When We Speak of Nothing
- Author: Olumide Popoola
- Language: English
- Genre: Coming-of-age fiction
- Publisher: Cassava Republic Press
- Publication date: 3 July 2017
- Publication place: Nigeria
- Media type: Print (paperback), e-book
- Pages: 256
- ISBN: 978-1-911115-45-8

= When We Speak of Nothing =

2017 novel by Olumide Popoola

When We Speak of Nothing is a 2017 coming-of-age novel by Nigerian-German writer Olumide Popoola. Published by Cassava Republic Press, the novel follows two Black British teenagers, Karl and Abu, whose friendship is tested by racism, family tensions, sexuality, and the 2011 England riots.

==Plot==

Set primarily in London in 2011, the novel follows Karl and Abu, two close friends growing up near King's Cross. While Abu remains in London amid rising racial tensions, Karl travels to Port Harcourt, Nigeria, after learning that his estranged father is alive. Their experiences are shaped by questions of identity, family, sexuality, and belonging, before converging again in the aftermath of the 2011 England riots.

==Themes==
Critics have identified race, identity, masculinity, sexuality, friendship, class, and belonging as the novel's principal themes.

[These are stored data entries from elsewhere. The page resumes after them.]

Issue #3638, opened 2016-08-24
Generated Java APIs incorrectly encode commas in certain query parameters


michaelkourlas:
##### Description

For a query parameter of type "array" and collectionFormat "csv", the Java generated API percent-encodes the commas that separate the individual values. This is incorrect behaviour, as the commas are used as delimiters, not data, and should not be encoded.

For example, the following: 
```
/test?param=a,b,c
```
becomes:
```
/test?param=a%2Cb%2Cc
```

##### Swagger-codegen version

2.2.0

##### Swagger declaration file content or url

The following Swagger spec demonstrates this behaviour:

The story also explores the effects of the 2011 London riots and the environmental crisis in Nigeria's Niger Delta through Karl's experiences in Port Harcourt.

==Reception==
In a review for Financial Times, Diana Evans described the novel as "a satisfying and perceptive examination of the emergence of the whole person against the odds posed by a constricting society."

Kirkus Reviews praised the novel's ambition in exploring race, identity, class, and sexuality through the experiences of two Black British teenagers, while noting that its multiple storylines occasionally made the narrative feel overcrowded.

Writing for Brittle Paper, Ainehi Edoro described the novel as being "built on multiple threads of suspense" and praised its youthful language and portrayal of two teenagers navigating history and identity.

A review by Jerry Chiemeke for BellaNaija described the novel as "a beautiful story" that explores friendship, racial tensions, family relationships, and adolescence.